→ Recorded data:
PR #145, opened 2016-02-02
Don't unconditionally return false when checking for upgradability

### LINKED ISSUE #144: brew bundle doesn't update outdated packages
I have this `rbenv-aliases` version `1.0.1` installed

```shell
$ brew info rbenv-aliases
rbenv-aliases: stable 1.1.0, HEAD
Make aliases for Ruby versions
https://github.com/tpope/rbenv-aliases
/usr/local/Cellar/rbenv-aliases/1.0.1 (7 files, 6.5K)
  Built from source
From: https://github.com/Homebrew/homebrew/blob/master/Library/Formula/rbenv-aliases.rb
```

If I try to list the outdated packages, the `rbenv-aliases` package is there

```shell
$ brew outdated
...
rbenv-aliases (1.0.1 < 1.1.0)
...
```

But if I run `brew bundle --file=Brewfile` againt the following `Brewfile`, nothing gets updated.

```shell
$ cat Brewfile
brew 'rbenv'
brew 'rbenv-vars'
brew 'rbenv-aliases'
brew 'ruby-build'

$ brew bundle --file=Brewfile
Succeeded in installing rbenv
Succeeded in installing rbenv-vars
Succeeded in installing rbenv-aliases
Succeeded in installing ruby-build
```

After that I still have `rbenv-aliases` version `1.0.1`.
any idea?

ilovezfs:
Closes #144

### DIFF
--- a/lib/bundle/brew_installer.rb
+++ b/lib/bundle/brew_installer.rb
@@ -59,11 +59,11 @@ module Bundle
     end
 
     def self.outdated_formulae
-      @outdated_formulae ||= Bundle::BrewDumper.formulae.select { |f| f[:outdated?] }
+      @outdated_formulae ||= Bundle::BrewDumper.formulae.map { |f| f[:name] if f[:outdated?] }.compact
     end
 
     def self.pinned_formulae
-      @pinned_formulae ||= Bundle::BrewDumper.formulae.select { |f| f[:pinned?] }
+      @pinned_formulae ||= Bundle::BrewDumper.formulae.map { |f| f[:name] if f[:pinned?] }.compact
     end
 
     def installed?
--- a/spec/brew_installer_spec.rb
+++ b/spec/brew_installer_spec.rb
@@ -41,7 +41,7 @@ describe Bundle::BrewInstaller do
         { :name => "b", :outdated? => true },
         { :name => "c", :outdated? => false },
       ])
-      expect(Bundle::BrewInstaller.outdated_formulae.map { |f| f[:name] }).to eql(%w[a b])
+      expect(Bundle::BrewInstaller.outdated_formulae).to eql(%w[a b])
     end
   end
 
@@ -53,7 +53,7 @@ describe Bundle::BrewInstaller do
         { :name => "b", :pinned? => true },
         { :name => "c", :pinned? => false },
       ])
-      expect(Bundle::BrewInstaller.pinned_formulae.map { |f| f[:name] }).to eql(%w[a b])
+      expect(Bundle::BrewInstaller.pinned_formulae).to eql(%w[a b])
     end
   end
 


mikemcquaid:
@ilovezfs Could you consider adding a failing test that this fixes? I'm not sure I understand the fix.

lib/bundle/brew_installer.rb
```diff
@@ -55,7 +55,8 @@ def self.installed_formulae
     end
 
     def self.upgradable_formulae
-      outdated_formulae - pinned_formulae
+      upgradable = outdated_formulae - pinned_formulae
+      upgradable.nil? ? nil : upgradable.map { |u| u[:name] }
```
mikemcquaid: It seems to me this method should always return an array.

ilovezfs:
> Could you consider adding a failing test that this fixes? I'm not sure I understand the fix.
@mikemcquaid This is the minimal change to fix it, but you may actually want more extensive changes.

The problem is that installed_formulae is an array of formula names, whereas outdated_formulae and pinned_formulae are arrays of formulae. The output of upgradable_formulae is treated as if it's the same as installed_formulae, an array of formula names, but in reality it was the difference between outdated_formulae and pinned_formulae, both of which are arrays of formulae not formula names.

mikemcquaid:
> The problem is that installed_formulae is an array of formula names, whereas outdated_formulae and pinned_formulae are arrays of formulae. The output of upgradable_formulae is treated as if it's the same as installed_formulae, an array of formula names, but in reality it was the difference between outdated_formulae and pinned_formulae, both of which are arrays of formulae not formula names.

Thanks for explaining!

lib/bundle/brew_installer.rb
```diff
@@ -55,7 +55,8 @@ def self.installed_formulae
     end
 
     def self.upgradable_formulae
-      outdated_formulae - pinned_formulae
+      upgradable = outdated_formulae - pinned_formulae
+      upgradable.nil? ? [] : upgradable.map { |u| u[:name] }
```
mikemcquaid: `(outdated_formulae - pinned_formulae).map { |f| f[:name] }` would work?

ilovezfs: Yes. Or we could return names from outdated_formulae and pinned_formulae.

mikemcquaid: Actually, yeh, that seems like the best fix :+1:

ilovezfs:
@mikemcquaid How's that, with compact?

lib/bundle/brew_installer.rb
```diff
@@ -59,11 +59,11 @@ def self.upgradable_formulae
     end
 
     def self.outdated_formulae
-      @outdated_formulae ||= Bundle::BrewDumper.formulae.select { |f| f[:outdated?] }
+      @outdated_formulae ||= Bundle::BrewDumper.formulae.map { |f| f[:name] if f[:outdated?] }.compact
```
xu-cheng: `compact` is unnecessary as there won't be `nil` inside the input list.

xu-cheng:
You will need to update corresponding tests https://github.com/Homebrew/homebrew-bundle/blob/master/spec/brew_installer_spec.rb#L36-L58

lib/bundle/brew_installer.rb
ilovezfs: Um,
```
irb(main):001:0> [ 3, 4, 5, 6 ].map { |n| (n+3) if n > 3 }
=> [nil, 7, 8, 9]
```

xu-cheng: Oh, sorry my fault. I missed the `select` here.

ilovezfs: No problem. This was in lieu of doing .select {g(x)}.map {f(x)}. Is there any even better way than .map {f(x) if g(x)}.compact?

ilovezfs:
@xu-cheng better?

xu-cheng:
:+1: LGTM. But one last nit: could you update the commit message? Thanks.

ilovezfs:
@xu-cheng commit message is now not `nil`.

xu-cheng:
Thanks @ilovezfs

ilovezfs:
@xu-cheng You're welcome :)

PR #152, opened 2016-02-23
restart_service only if formula installed or upgraded

ktheory:
First off, thanks for making homebrew and Brewfiles. It's a boon for Mac development. :cake: 

This changes `restart_service: true` to only restart services if they’re installed or upgraded. Avoiding unnecessary restarts is faster, and less disruptive for developers who may be using those services while `brew bundle`'ing.

This changes the current default of restarting services on each `brew
bundle run`. If a user would like to keep the current behavior, they can specify `restart_service: :always` in their Brewfile.

### DIFF
--- a/Readme.md
+++ b/Readme.md
@@ -73,6 +73,18 @@ You can check there's anything to install/upgrade in the `Brewfile` by running:
 
 This provides a successful exit code if everything is up-to-date so is useful for scripting.
 
+### Restarting services
+
+You can choose whether `brew bundle` restarts a service every time it's run, or
+only when the formula is installed or upgraded. In you `Brewfile`:
+`Brewfile`:
+
+    # Always restart myservice
+    brew 'myservice', restart_service: true
+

→ Task requirements:
All lines above between those holding "You will need" and "PR #152, opened 2016-02-23", inclusive, must be set down unchanged, and no other line may be included.

→ Expected output:
You will need to update corresponding tests https://github.com/Homebrew/homebrew-bundle/blob/master/spec/brew_installer_spec.rb#L36-L58

lib/bundle/brew_installer.rb
ilovezfs: Um,
```
irb(main):001:0> [ 3, 4, 5, 6 ].map { |n| (n+3) if n > 3 }
=> [nil, 7, 8, 9]
```

xu-cheng: Oh, sorry my fault. I missed the `select` here.

ilovezfs: No problem. This was in lieu of doing .select {g(x)}.map {f(x)}. Is there any even better way than .map {f(x) if g(x)}.compact?

ilovezfs:
@xu-cheng better?

xu-cheng:
:+1: LGTM. But one last nit: could you update the commit message? Thanks.

ilovezfs:
@xu-cheng commit message is now not `nil`.

xu-cheng:
Thanks @ilovezfs

ilovezfs:
@xu-cheng You're welcome :)

PR #152, opened 2016-02-23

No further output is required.